START Records provided
PR #2763, opened 2019-05-02
Remove simplejson fallback

ferdnyc:
The json module has been standard since Python 2.6, and OpenShot only supports Python 3.0+, so `import json` will never fail. The code to use simplejson as a fallback is outdated and unnecessary.

(My editor also did some blank-line and end-of-file newline cleanup that got sucked in.)

### DIFF
--- a/src/classes/json_data.py
+++ b/src/classes/json_data.py
@@ -1,36 +1,33 @@
-""" 
+"""
  @file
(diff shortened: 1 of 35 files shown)


jonoomph:
LGTM! Thanks @ferdnyc

PR #2769, opened 2019-05-05
Mac installer: Update DMG background, add Retina version

ferdnyc:
These commits:

* Update the copyright date in the `dmg-background.svg` file to 2019 and remove a lot of unused references via Inkscape's "Clean up document" tool
* Replace `dmg-background.png` with a new export
* Add a new `dmg-bacground@2x.png`, the corresponding Retina (double-res) version.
END Records provided
* Task to carry out:
Exactly as written, set down all of the material.

* Exercise response:
PR #2763, opened 2019-05-02
Remove simplejson fallback

ferdnyc:
The json module has been standard since Python 2.6, and OpenShot only supports Python 3.0+, so `import json` will never fail. The code to use simplejson as a fallback is outdated and unnecessary.

(My editor also did some blank-line and end-of-file newline cleanup that got sucked in.)

### DIFF
--- a/src/classes/json_data.py
+++ b/src/classes/json_data.py
@@ -1,36 +1,33 @@
-""" 
+"""
  @file
(diff shortened: 1 of 35 files shown)


jonoomph:
LGTM! Thanks @ferdnyc

PR #2769, opened 2019-05-05
Mac installer: Update DMG background, add Retina version

ferdnyc:
These commits:

* Update the copyright date in the `dmg-background.svg` file to 2019 and remove a lot of unused references via Inkscape's "Clean up document" tool
* Replace `dmg-background.png` with a new export
* Add a new `dmg-bacground@2x.png`, the corresponding Retina (double-res) version.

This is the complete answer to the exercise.